To anyone who has an N64 and the amazing game 'perfect dark'

I just want to know where you got and how much you loved the game. 

In my opinion THE BEST GAME EVER! on the N64 I still play it some times.

I ****ING LOVED THE GAME! 
ANY LOCALS WANT A GAME?

byrnes


----------



## sanchez (Nov 9, 2006)

WTF?????????

And should this not be in the Gaming zone??


----------



## justin30513 (Dec 12, 2006)

LOL!
This is one of my faves of all time!


----------



## Anto164 (Oct 11, 2008)

Yes, i have it! And a pokemon N64.

Got it from gameplay.com when it came out....


----------



## Pieface876 (Nov 14, 2008)

I have Perfect Dark in its original Box and with its Manual.


----------



## Dipesh (Oct 12, 2007)

my fav's on N64 were golden eye in 4 player and diddy kong racing! love them!


----------



## Chris_R (Feb 3, 2008)

Golden Eye was FAR the better game. I don't think anything can beat the joy of blowing up your brother with a magnetic mine


----------



## Dipesh (Oct 12, 2007)

or man with the golden gun in temple. That was awesome.


----------



## tbcuprat (May 10, 2006)

Golden Eye, 4-Player, Automatics, 1 shot kill.


----------



## GeeJay (Jun 10, 2007)

Goldeneye, power weapons in the complex. Enough said


----------



## Mark M (Nov 29, 2006)

Goldeneye is ace, especialliy paintball mode.


----------



## Dipesh (Oct 12, 2007)

tbcuprat said:


> Golden Eye, 4-Player, Automatics, 1 shot kill.

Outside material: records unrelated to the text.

PR #1547, opened 2015-06-01
[PD-1402] Fixe topbar url for inbox

aspidites:
- used absolute url for topbar (since inbox doesn't exist on www.my.jobs). not the only absolute url that exists, so I don't feel bad about htis
- wrapped inbox in a row to fix styling issue


aspidites:
Experimenting with a few other options.

aspidites:
Done experimenting. Not sure how else to do this. This breaks testing the inbox locally, but it's not like testing topbar locally isn't already broken. Best alternative I can think of is to manually pass along the settings.PROJECT variable and conditionally change all links in the topbar which refer to absolute urls. 

That said, this will work on production as it points to secure.my.jobs/messages/inbox in both cases.

tdphillips:
Someone correct me if I'm wrong, but this seems like what the ABSOLUTE_URL setting was added for. Correctly setting it in the dseo prod web settings should fix all of the topbar links using it if they don't currently work.

tdphillips:
Ignore the final part of my last update. ABSOLUTE_URL should be all that's needed.

aspidites:
Top bar is ajaxed in (eg. not a template), so ABSOLUTE_URL isn't available. Even if we pass it along via <script>, it' still references the wrong url. 

From www.my.jobs:
- topbar should be ajaxed in from secure
- ABSOLUTE_URL refers to the current domain ("/"), thus would point to www, not secure
- ABSOLUTE_URL isnt' available from javascript, though it could be passed through with a <script> tag>

In other words, I'm fairly confident that ABSOLUTE_URL isnt' sufficient here, since we want to point to an external domain instead of an internal one (secure.my.jobs instead of www.my.jobs).

aspidites:
Trying again and failing miserably with ABSOLUTE_URL...

aspidites:
Starting from scratch...

PR #1550, opened 2015-06-01
Added migration to increase the length of the domain field on sites [ST-1271]

almathew:
This is numbered so it doesn't interfere with my other pull request (https://github.com/DirectEmployers/MyJobs/pull/1545)


almathew:
I really enjoyed putting the "CONTAINS MIGRATIONS" label on something that is literally just a migration.

PR #1551, opened 2015-06-01
[PD-1402] Tobar Fix for Inbox

aspidites:
# Note
You'll need to update ABSOLUTE_URL in your settings file to point to where ever myjobs is running, ensuring that it ends in a trailing slash. I also apparently forgot to add the message context processor to my local config, so be sure to do that if you haven't already.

We used to do this, its defo the best way to play it!


----------



## Guest (Dec 8, 2008)

I was never that keen on Goldeneye multiplayer... I much prefered Duke Nukem 64 

Never played perfect dark but I remember it getting excellent reviews in all the mags at the time, maybe when I get some spare time....


----------



## Mike V (Apr 7, 2007)

G220 said:


> I was never that keen on Goldeneye multiplayer... I much prefered Duke Nukem 64
> 
> Never played perfect dark but I remember it getting excellent reviews in all the mags at the time, maybe when I get some spare time....


Nukem can be downloaded on 360 arcade now.

Top, top game!

As is Goldeneye.

I still have a N64 all set up in the small cupboard under the tv. Mario Kart, Goldeneye, Wave race, duke nukem, all great games.


----------